# Lifting Glass carboy when full



## Harbrook (Jan 23, 2017)

Definitely a beginner question I'm sure!, and one thats asked in the title itself..
I'm about to rack my first wine in to a glass carboy and don't want to drop it when transferring it to its resting place. I've seen pictures of the carboy lifters people have that clamp on to the neck. Are these designed to use when the carboy is full or only when empty? 
What in your opinion is the best thing to buy for lifting the carboy safely when it is full of lovely wine?


----------



## dcbrown73 (Jan 23, 2017)

Do not lift a carboy if it has liquid in it with the handles that go around the neck. It can be done successfully, but that is a LOT of stress on the neck of the carboy and they have been known to break doing that! I have a few with handles on them and I only use the handle if they are empty.

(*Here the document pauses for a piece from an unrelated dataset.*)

PR #23, opened 2026-09-14
Add a CI workflow for static validation on skills.

mzweilin:
## What this changes

This pull request introduces SkillSpector static analysis tooling and infrastructure to the repository, enabling automated security scanning of skills and providing a mechanism to suppress known false positives. The main changes include adding scripts for selecting and gating skills for scanning, a YAML allowlist for suppressing benign findings, and updating CI runner labels. The copyright notice and the original license is included.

I use a Brew hauler and small dollies (dollys?) on all my 6 gallon carboys.


----------



## Stevelaz (Jan 23, 2017)

You can also put it in a plastic milk crate and lift the crate. They fit very nicely in the crates! Thats the prob with the glass carboys, not only are they heavy when empty, very heavy when full. That why I mostly use the better bottle type carboys!


----------



## AZMDTed (Jan 23, 2017)

Yes, you can use the clamps that go around the neck when the carboy is full. I'm nervous doing it but I've never had an issue. Side note: If you use One Step or Oxiclean to wash your carboys be sure to rinse them extremely well. The cleaner makes glass slicker than a greased pig.


----------



## Harbrook (Jan 23, 2017)

I'm in the UK, I've looked everywhere for those brew Hauler straps or equivalent but can't find them anywhere :-(


----------



## Stressbaby (Jan 23, 2017)

AZMDTed said:


> Yes, you can use the clamps that go around the neck when the carboy is full. I'm nervous doing it but I've never had an issue.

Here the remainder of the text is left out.